PROBLEM TO WORK ON >> Would you repeat every line below exactly, please?

****

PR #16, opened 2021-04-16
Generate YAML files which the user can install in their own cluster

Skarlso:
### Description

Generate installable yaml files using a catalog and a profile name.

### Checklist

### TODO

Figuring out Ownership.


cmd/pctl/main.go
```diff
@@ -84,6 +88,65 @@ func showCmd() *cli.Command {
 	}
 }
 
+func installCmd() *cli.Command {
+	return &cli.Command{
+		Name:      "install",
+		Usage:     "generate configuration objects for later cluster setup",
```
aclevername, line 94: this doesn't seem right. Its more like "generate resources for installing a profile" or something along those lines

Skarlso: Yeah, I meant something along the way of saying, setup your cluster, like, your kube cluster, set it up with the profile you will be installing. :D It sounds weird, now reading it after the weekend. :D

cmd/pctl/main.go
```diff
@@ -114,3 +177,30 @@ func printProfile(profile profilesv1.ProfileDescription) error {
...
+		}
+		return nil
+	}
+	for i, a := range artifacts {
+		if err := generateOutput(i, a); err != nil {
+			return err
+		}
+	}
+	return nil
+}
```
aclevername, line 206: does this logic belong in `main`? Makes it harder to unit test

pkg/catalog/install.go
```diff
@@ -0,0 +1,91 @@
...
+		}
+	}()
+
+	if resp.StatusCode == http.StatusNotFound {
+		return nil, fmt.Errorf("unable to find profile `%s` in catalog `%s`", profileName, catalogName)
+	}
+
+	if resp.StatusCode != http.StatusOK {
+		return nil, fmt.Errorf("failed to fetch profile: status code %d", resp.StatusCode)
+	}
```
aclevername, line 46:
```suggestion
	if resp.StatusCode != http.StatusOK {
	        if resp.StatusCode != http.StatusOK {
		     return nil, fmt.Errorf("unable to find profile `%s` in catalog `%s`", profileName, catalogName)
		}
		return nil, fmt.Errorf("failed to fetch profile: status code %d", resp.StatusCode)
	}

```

****

WRITTEN ANSWER >>
PR #16, opened 2021-04-16
Generate YAML files which the user can install in their own cluster

Skarlso:
### Description

Generate installable yaml files using a catalog and a profile name.

### Checklist

### TODO

Figuring out Ownership.


cmd/pctl/main.go
```diff
@@ -84,6 +88,65 @@ func showCmd() *cli.Command {
 	}
 }
 
+func installCmd() *cli.Command {
+	return &cli.Command{
+		Name:      "install",
+		Usage:     "generate configuration objects for later cluster setup",
```
aclevername, line 94: this doesn't seem right. Its more like "generate resources for installing a profile" or something along those lines

Skarlso: Yeah, I meant something along the way of saying, setup your cluster, like, your kube cluster, set it up with the profile you will be installing. :D It sounds weird, now reading it after the weekend. :D

cmd/pctl/main.go
```diff
@@ -114,3 +177,30 @@ func printProfile(profile profilesv1.ProfileDescription) error {
...
+		}
+		return nil
+	}
+	for i, a := range artifacts {
+		if err := generateOutput(i, a); err != nil {
+			return err
+		}
+	}
+	return nil
+}
```
aclevername, line 206: does this logic belong in `main`? Makes it harder to unit test

pkg/catalog/install.go
```diff
@@ -0,0 +1,91 @@
...
+		}
+	}()
+
+	if resp.StatusCode == http.StatusNotFound {
+		return nil, fmt.Errorf("unable to find profile `%s` in catalog `%s`", profileName, catalogName)
+	}
+
+	if resp.StatusCode != http.StatusOK {
+		return nil, fmt.Errorf("failed to fetch profile: status code %d", resp.StatusCode)
+	}
```
aclevername, line 46:
```suggestion
	if resp.StatusCode != http.StatusOK {
	        if resp.StatusCode != http.StatusOK {
		     return nil, fmt.Errorf("unable to find profile `%s` in catalog `%s`", profileName, catalogName)
		}
		return nil, fmt.Errorf("failed to fetch profile: status code %d", resp.StatusCode)
	}

```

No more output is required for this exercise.